Potem nałożyłam tą samą, której używałam przy nogach i powoli depilowałam krawędzie. Szybko doszłam do etapu, w którym ból stał się niewyczuwalny, a wtedy po prostu na całego przyłożyłam depilator i zjechałam obie pachy. Po trzech tygodniach miałam zaledwie kilka czarnych kropek, niestety 3 włoski musiałam uwolnić, bo wrosły. Wyrównałam je maszynką i dwa dni później wydepilowałam. Przy drugim podejściu nadal nie jest kolorowo, ale wiadomo jakiego bólu możemy się spodziewać więc poszło szybko i bez większego marudzenia.

OKOLICE BIKINI
Wydawać by się mogło, że bikini to boli, jakby nas ze skóry obdzierali. Ja podeszłam do tego miejsca tak jak do pach i zataczałam malutkie kółeczka. Posuwałam się o 3-4mm do przodu, aż przyszedł moment w którym mogłam wjechać całkiem głęboko i nie czułam bólu. Było kłucie, było szczypanie ale nie ból. Porównałabym to do tatuowania, ale po godzinie na fotelu, kiedy po prostu już nie czuje się prawie nic (wiem co mówię). Nie zmieniałam nakładki, więc dodatkowo kłuły mnie igiełki masujące, co w sumie było miłe. Bardzo ważny był dla mnie regularny strumień wody ciepłej, nie gorącej. Dzięki temu poradziłam sobie szybko. Mija czwarty tydzień, a ja mam zaledwie kilka włosków i kilka kropek.
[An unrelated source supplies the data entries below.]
Issue #512, opened 2020-05-19
Why even attempt to convert resp to event when protocol.Request returns error?


yolocs:
Here:

https://github.com/cloudevents/sdk-go/blob/97abfeb3da0bed09e395bff2c5bcf35b6435cb5f/v2/client/client.go#L142-L166

When `requester.Request` returns an error (line 144), it still attempts to convert the resp to an event (line 154). The error message seems confusing in certain cases. Here is an example.

Call `client.Request` to an HTTP server that always returns 400. The error message I see is:

```
time="2020-05-19T20:53:57Z" level=error msg="Failed to seed event (id=eed6e5df-917e-42cf-9e30-40120f003895) to target \"http://actor.m0.svc.cluster.local\": 400: %!w(*protocol.Receipt=&{false  []}); failed to convert response into event: unknown Message encoding"
```

This is confusing because I'm replying 400 to indicate an error, in which case the sdk shouldn't even attempt to convert my resp.

slinkydeveloper:
I think you're right, it's probably missing an `if !protocol.IsACK(err)` statement

PR #516, opened 2020-05-20
Fix client.Request error handling

yolocs:
Signed-off-by: Chen Shou <cshou@google.com>

Fix: https://github.com/cloudevents/sdk-go/issues/512


v2/client/client.go
```diff
@@ -149,18 +149,17 @@ func (c *ceClient) Request(ctx context.Context, e event.Event) (*event.Event, pr
 			}
 		}()
 	}
+	if protocol.IsNACK(err) {
```
slinkydeveloper, line 152: I think what you should check here is `!protocol.IsACK(err)`. err could be either ack, nack or none of both, which means error even before sending

v2/client/client_test.go
```diff
@@ -78,6 +78,182 @@ func simpleStructuredClient(target string) client.Client {
...
+	structureLen := int64(len(structureData))
+
+	testCases := map[string]struct {
+		c       func(target string) client.Client
+		event   event.Event
+		resp    *http.Response
+		want    *requestValidation
+		wantRes string
+	}{
+		"binary simple v0.3": {
```
slinkydeveloper, line 99: Why you added such tests? These are already covered by tests in integration tests. Can you move the test you made specifically for the error response somewhere in integration tests and remove the tabular test here?

yolocs: Could you point out where is the integ tests?

v2/client/client.go
n3wscott: yeah, NACK means only NACK, not rando error.

v2/client/client_test.go
n3wscott: in `./v2/test`

n3wscott: Yeah these look  a lot like the tap tests we have

v2/client/client.go
slinkydeveloper: @n3wscott OT but should we have a more comprehensive method like `protocol.IsFailed(res)`?

v2/client/client_test.go
n3wscott: maybe this change means there is a hole in those tests?

slinkydeveloper: It could be, maybe we need to cover more the status codes like we did recently with the receiver

yolocs: FWIW, this is something pretty easy to catch with unit test here.

v2/client/client.go
n3wscott: Sure, we can add more helpers as we find them useful.

v2/client/client_test.go
yolocs: @slinkydeveloper I believe there is bug in the loopback test lib. It doesn't verify `wantResult` correctly. I don't get to further investigate this issue.

v2/test/integration/http/loopback_v03_test.go
```diff
@@ -153,6 +155,39 @@ func TestClientLoopback_binary_base64_v03tov03(t *testing.T) {
...
+				Context: cloudevents.EventContextV1{
+					ID:              "ABC-123",
+					Type:            "unit.test.client.sent",
+					Source:          *cloudevents.ParseURIRef("/unit/test/client"),
+					Subject:         strptr("resource"),
+					DataContentType: cloudevents.StringOfApplicationJSON(),
+				}.AsV1(),
+				DataEncoded: toBytes(map[string]interface{}{"hello": "unittest"}),
+			},
+			result: cloudevents.NewHTTPResult(http.StatusBadRequest, "unit test %s", http.StatusText(http.StatusBadRequest)),
```
slinkydeveloper, line 170: Because 400 could be fired directly by the sdk internals, can you use whatever other status code to check that the status code you wrote as result is exactly the one you receive on the other side?

n3wscott: We can follow up with more tests for more status codes. Let's let this test in and add more.

slinkydeveloper: I'm not saying to add more tests for status codes, i'm just saying to change this because this status code could be triggered by the sdk and not by the user, while the test here is testing that the status code triggered by the user is written on the wire

yolocs: Found out why result assertion doesn't work. We didn't set return status code in the `TapHandler`. Fixed that and a bunch of related tests. Trying to keep a minimum change in this PR. So please don't suggest any behavioral change in this PR.

n3wscott:
LGTM

PR #522, opened 2020-05-27
Created some nice assertions for events

slinkydeveloper:
That's an initial list of assertions, we can add more of them later


ericlem:
This looks nice.  I'd definitely like to see this go in.  There may be some more predicates we want later, but they are easy to add even by external callers by just implementing the interface, so I'm good with what's there.

slinkydeveloper:
> There may be some more predicates we want later, but they are easy to add even by external callers by just implementing the interface, so I'm good with what's there.

Sure, or we can add them here, so they can be beneficial for all users

PR #1189, opened 2025-09-17
add log options for mqtt client

skeeey:


yanmxa:
Looks good to me. Could you take a look as well, @embano1

PR #1191, opened 2025-09-19
change jetstream integration CI service from bitnami to nats:latest

stephen-totty-hpe:
bitnami public images are being removed September 29th.

see: https://github.com/bitnami/containers/issues/83267

### DIFF
--- a/.github/workflows/integration.yaml
+++ b/.github/workflows/integration.yaml
@@ -46,7 +46,7 @@ jobs:
 
       jetstream:
         image: nats:latest
-        options: "-js"
+        options: -js
         ports:
           - 4223:4223
 


stephen-totty-hpe:
> @stephen-totty-hpe sorry, why does that not work? Also, if you still plan to work on it, please use at least a tag (ideally SHA) - I know in the past maintainers didn't follow that best practice, we should though ;)

Seems to be a bug or missing feature in github actions.  The `nats` image when using `jetstream`  requires the `-js` argument to the command.  However, github actions when using `options` in the yaml modifies the `docker` arguments, not the `command` arguments.

Ideally, if github would merge PRs mentioned in my comments, this would not be an problem.

PR #1202, opened 2025-11-09
feat: support to inject tracerProvider

minuk-dev:
- There is no option to inject tracerProvider instead of global provider
- So, add `WithTracerProvider` as an option.

### DIFF
--- a/observability/opentelemetry/v2/client/otel_observability_service.go
+++ b/observability/opentelemetry/v2/client/otel_observability_service.go
@@ -24,8 +24,7 @@ import (
 
 // OTelObservabilityService implements the ObservabilityService interface from cloudevents
 type OTelObservabilityService struct {
-	traceProvider trace.TracerProvider
-
+	traceProvider        trace.TracerProvider
 	tracer               trace.Tracer
 	spanAttributesGetter func(cloudevents.Event) []attribute.KeyValue
 	spanNameFormatter    func(cloudevents.Event) string


observability/opentelemetry/v2/client/otel_options.go
```diff
@@ -37,6 +38,15 @@ func WithSpanNameFormatter(nameFormatter func(cloudevents.Event) string) OTelObs
 	}
 }
 
+// WithTracerProvider sets the tracer provider to use for creating spans.
+func WithTracerProvider(tracerProvider trace.TracerProvider) OTelObservabilityServiceOption {
+	return func(os *OTelObservabilityService) {
+		if tracerProvider != nil {
```
duglin: Why not let them set it to 'nil' if they want?

observability/opentelemetry/v2/client/otel_observability_service.go
```diff
@@ -24,6 +24,8 @@ import (
 
 // OTelObservabilityService implements the ObservabilityService interface from cloudevents
 type OTelObservabilityService struct {
+	traceProvider trace.TracerProvider
+
```
duglin: Can you remove this blank line? If anything I would expect 'traceProvider' and 'tracer' to be grouped and the blank line after 'tracer'. But I'm not sure we need a line break with only 4 fields

observability/opentelemetry/v2/client/otel_observability_service.go
```diff
@@ -47,6 +46,12 @@ func NewOTelObservabilityService(opts ...OTelObservabilityServiceOption) *OTelOb
 		opt(o)
 	}
 
+	o.tracer = o.traceProvider.Tracer(
```
duglin: Would it be better/safer to check o.traceProvider for 'nil' and either set tracer to nil or call o.traceProvider.Tracer ?

observability/opentelemetry/v2/client/otel_options.go
minuk-dev: To prevent, panic.
If someone want to disable trace, we can use noop.TracerProvider.

https://github.com/open-telemetry/opentelemetry-go/blob/trace/v1.38.0/trace/noop/noop.go#L36

observability/opentelemetry/v2/client/otel_observability_service.go
minuk-dev: I followed the below rule. I think it's very useful way to set a guard.

https://github.com/open-telemetry/opentelemetry-go-contrib/issues/1104

ref. https://github.com/open-telemetry/opentelemetry-go-contrib/pull/1107

PR #1252, opened 2026-03-09
fix(docs): correct list formatting in Go further section

archy-rock3t-cloud:
The "Go further" section uses `_. Check out...` which does not render as a
markdown list. Replaced with proper numbered list formatting.


embano1:
Thx, please rebase onto `main` so we can merge.

archy-rock3t-cloud:
@embano1 done

PR #1272, opened 2026-04-09
fix: preserve HTTP response body after retries

### LINKED ISSUE #1238: HTTP protocol doesn't return body response when retrying
**Description**
If I send event with HTTP protocol (without retrying), in the Result I can see also body response. This is useful to understand what went wrong.

However, if I send event with HTTP Protocol and passing retry options via context like 
```go
Send(cloudevents.ContextWithRetriesExponentialBackoff(ctx, time.Second, 3), evt)
```
I'm getting back only status code. Not the body itself.

**Source of bug**
I believe the issue is on line 181 in ⬇️ because you are expecting `err` is type of `http.Result`. But after retrying, it is `protocol.Result`. 

https://github.com/cloudevents/sdk-go/blob/44dff966be6a0f804261ceb68930d333b13a507d/v2/protocol/http/protocol.go#L179-L197

officialasishkumar:
Fixes: https://github.com/cloudevents/sdk-go/issues/1238

## Summary

- add `RetriesResult.Unwrap()` so wrapped HTTP results remain discoverable through standard error traversal
- add regression coverage for unwrapping retries to `*http.Result`
- add a retry-path `Send()` test that checks the final response body is preserved

## Testing

- `go test ./protocol/http`

### DIFF
--- a/v2/protocol/http/protocol_retry_test.go
+++ b/v2/protocol/http/protocol_retry_test.go
@@ -9,6 +9,7 @@ import (
 	"context"
 	"net/http"
 	"net/http/httptest"
+	"sync"
 	"testing"
 	"time"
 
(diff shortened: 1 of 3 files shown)


embano1:
@officialasishkumar needs rebase and signed-off commits.

kunalworldwide (commented):
Adding `Unwrap()` to `RetriesResult` fixes the error-traversal issue without breaking the existing API. The test shows that `protocol.ResultAs(err, &result)` now works after retries, which is the real-world use case from #1238.

Preserving the final response body in the retry path is also handled — the test confirms the body can still be read after `Send` returns. This avoids the common pitfall where wrapping a result and then retrying loses the original HTTP response for callers.

LGTM.

Issue #1273, opened 2026-04-10
Support Other JSON Content-Types in content_type.go


Evynglais:
Hi,

At the moment, `isJSON(contentType string) bool` in [content_type.go](https://github.com/cloudevents/sdk-go/blob/main/v2/event/content_type.go) only allows a specific subset of JSON Content-Types*. This means (for example), we are unable to use `application/protobuf+json` unless we escape the data and pass it as a single string element.

*ApplicationJSON, TextJSON, ApplicationCloudEventsJSON, ApplicationCloudEventsBatchJSON

This list of types should be expanded (or preferably, the method refactored to avoid hard-coding a list of strings) so a more generic set of JSON Content-Types can be supported. Alternatively, a way to register our own Content-Type so that it can be treated as a JSON object rather than a string.

Thanks,
Evynglai

Evynglais:
## Examples 

### Structured Single

```json
"Content-Type": "application/cloudevents+json"
{
	"specversion": "1.0",
	"id": "event",
	"source": "test/source",
	"type": "test.type",
	"datacontenttype": "application/protobuf+json",
	"data": { "identifier": "event-1" }
}
```

Result:

```shell
failed to parse CloudEvents HTTP response into single event: unexpected data payload for media type "application/protobuf+json", expected a string: ReadString: expects " or n, but found {, error found in #10 byte of ...|	"data": { "identifi|..., bigger context ...|tenttype": "application/protobuf+json",
        	            		"data": { "identifier": "batch-event-1" }
        	            	}|...
```

### Structured Batch

```json
"Content-Type": "application/cloudevents-batch+json"
[{
	"specversion": "1.0",
	"id": "batch-event-1",
	"source": "test/source",
	"type": "test.type",
	"datacontenttype": "application/protobuf+json",
	"data": { "identifier": "batch-event-1" }
},
{
	"specversion": "1.0",
	"id": "batch-event-2",
	"source": "test/source",
	"type": "test.type",
	"datacontenttype": "application/protobuf+json",
	"data": { "identifier": "batch-event-2" }
}]
```

Result:

```shell
failed to parse CloudEvents HTTP response into batched events: unexpected data payload for media type "application/protobuf+json", expected a string: ReadString: expects " or n, but found {, error found in #10 byte of ...|	"data": { "identifi|..., bigger context ...|tenttype": "application/protobuf+json",
        	            		"data": { "identifier": "batch-event-1" }
        	            	}|...
```

PR #1274, opened 2026-04-10
Support more JSON ContentTypes in isJSON

Evynglais:
Adds support for other JSON Content-Types outside of those defined in `content_type.go`.

See: [Issue](https://github.com/cloudevents/sdk-go/issues/1273)


embano1:
Thx, overall LGTM. Pinging @duglin if there's some SPEC-specifics which we need to consider here.

v2/event/content_type.go
```diff
@@ -5,6 +5,11 @@
 
 package event
 
+import (
+	"mime"
+	"strings"
+)
+
 const (
```
embano1, line 14: Are those `consts` still needed?

Evynglais:
Apologies, had to fix one of the test cases for invalid mediatype parameters. Have set it to ignore parameter issues, since this function doesn't use parameters (it won't block us from checking the subtype). Not sure how I missed that the first time!

v2/event/content_type.go
Evynglais: They're used in the `StringOfApplicationJSON()`, `StringOfApplicationXML()`, etc. functions below (which are pretty widely used), and they're also used directly in numerous places too.

v2/event/content_type.go
```diff
@@ -14,16 +20,26 @@ const (
...
+	// if err is for an invalid media parameter, we can still check the mediatype, since we don't use parameters:
+	if err == nil || errors.Is(err, mime.ErrInvalidMediaParameter) {
+		if _, subtype, ok := strings.Cut(mediaType, "/"); ok {
+			parts := strings.Split(subtype, "+")
+			return parts[len(parts)-1] == "json"
+		}
+	}
+
+	// fallback to checking the suffix of the entire Content-Type:
+	return strings.HasSuffix(contentType, "json")
```
duglin: I might be wrong, but I think needs to check for "/json" and not just "json" because otherwise a contentType of "foojson" would return true and I'm not sure that's what we want. Thoughts?

Let's add a test for "foojson" either way to make sure it always returns the correct result

duglin:
looks good - just one minor suggestion

v2/event/content_type.go
Evynglais: Agreed, added the test and made it check for `/json`. Thanks for the suggestion :)

duglin (approved):

duglin:
I think you need to rebase

Evynglais:
> I think you need to rebase

Done ✅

Wiem też, że będą wrastające igiełki, ale jest to obszar który ciężko regularnie peelingować, stąd jest to dla mnie zrozumiałe. 



PLUSY DEPILACJI POD WODĄ
  • ból do zniesienia, wręcz z czasem robi się przyjemny
  • skóra jest odprężona a strumień wody dodatkowo rozluźnia
  • depilator na bieżąco wypłukuje się z włosków
  • możemy regulować temperaturę i dostosowywać ją do własnych potrzeb (dla przykładu pod pachami wolałam mieć wodę zimniejszą niż w okolicach bikini, natomiast na nogi kierowałam bardzo ciepły strumień)
  • depilator chodzi dość głośno, woda go zagłusza 
Jeśli macie jakieś pytania bądź coś ominęłam to pytajcie :)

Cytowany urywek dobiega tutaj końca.